THE TASK >>
In the entries below, find each line with the string "seems" and copy it.

AVAILABLE RECORDS: Begin

PR #162095, opened 2025-09-03
[Torch FX] Run ensures on PassResult instead of the input graph_module.

abeakkas:
Summary: We need to run the ensures on res.graph_module in case a pass creates a new graph_module instead of modifying in place.

Test Plan:
CI

Rollback Plan:

Differential Revision: D81617603


ezyang:
Needs test

PR #163476, opened 2025-09-22
remove allow-untyped-defs from ./torch/utils/benchmark/op_fuzzers/sparse_unary.py

bobrenjc93:
Stack from [ghstack](https://github.com/ezyang/ghstack) (oldest at bottom):
* __->__ #163476
* #163471
* #163475
* #163478

PR #163478, opened 2025-09-22
remove allow-untyped-defs from ./torch/fx/experimental/unification/multipledispatch/core.py

bobrenjc93:
* #163476
* #163471
* #163475
* __->__ #163478

cc @H-Huang @awgu @wanchaol @fegin @fduwjj @wz337 @wconstab @d4l3k @pragupta @ezyang @msaroufim @dcci @EikanWang @jgong5 @wenzhe-nrv


ezyang (approved):

torch/fx/experimental/unification/core.py
```diff
@@ -77,7 +77,7 @@ def reify(e, s):
 seq = tuple, list, Iterator
 
 
-@dispatch(seq, seq, dict)
+@dispatch((tuple, list, Iterator), (tuple, list, Iterator), dict)  # type: ignore[arg-type]
```
ezyang: this is pretty pointless change if you're just going to ignore this line

torch/fx/experimental/unification/multipledispatch/core.py
```diff
@@ -1,15 +1,17 @@
...
 
-global_namespace = {}  # type: ignore[var-annotated]
+global_namespace: dict[str, Dispatcher] = {}
 
 __all__ = ["dispatch", "ismethod"]
 
 
-def dispatch(*types, **kwargs):
+def dispatch(
+    *types: type[Any], **kwargs: Any
```
Skylion007: Hold on, this any should be a TypeVar that is the return type of Callable I'm guessing, right? Annotate it as such. Actually, this should probably be a TypeVarTuple, that can be expanded. That way we can check if the Callable supports the common ancestor type.

PR #163480, opened 2025-09-22
fix: handle zero local shards correctly in distributed checkpoint

rphmeier:
This fixes a subtle issue that can occur when there are zero local shards for a sharded tensor in a saved distributed checkpoint.

The following sequence of events could occur:
  1. `_flatten_sharded_tensors` would filter out the item from the state dict
  2. Then `DefaultLoadPlanner.create_local_plan` would wrongly treat the key as missing
  3. Which would then lead it to fall back to the old key format and fail

I fixed this by having `_flatten_sharded_tensors` return a set of paths that were being omitted so they wouldn't count as missing keys in the checkpoint.

(note: i observed this issue when saving/loading parameters of shape `1, N, D` and `1, D`, but it seems like a general issue)

### DIFF
--- a/torch/distributed/checkpoint/_sharded_tensor_utils.py
+++ b/torch/distributed/checkpoint/_sharded_tensor_utils.py
@@ -11,15 +11,19 @@ from torch.distributed.remote_device import _remote_device
 from ._traverse import OBJ_PATH, set_element, STATE_DICT_ITEM, traverse_state_dict
 from .utils import _element_wise_add, _normalize_device_info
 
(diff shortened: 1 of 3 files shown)


ezyang:
This seems like it could be a legitimate fix but it will be difficult to evaluate without a test

rphmeier:
I don't know this codebase at all so I suspect the maintainers would be able to write a test much more quickly than I could. If you leave some pointers about where to add the test I will get around to it eventually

AVAILABLE RECORDS: End

SOLUTION TO THE EXERCISE >>
(note: i observed this issue when saving/loading parameters of shape `1, N, D` and `1, D`, but it seems like a general issue)
This seems like it could be a legitimate fix but it will be difficult to evaluate without a test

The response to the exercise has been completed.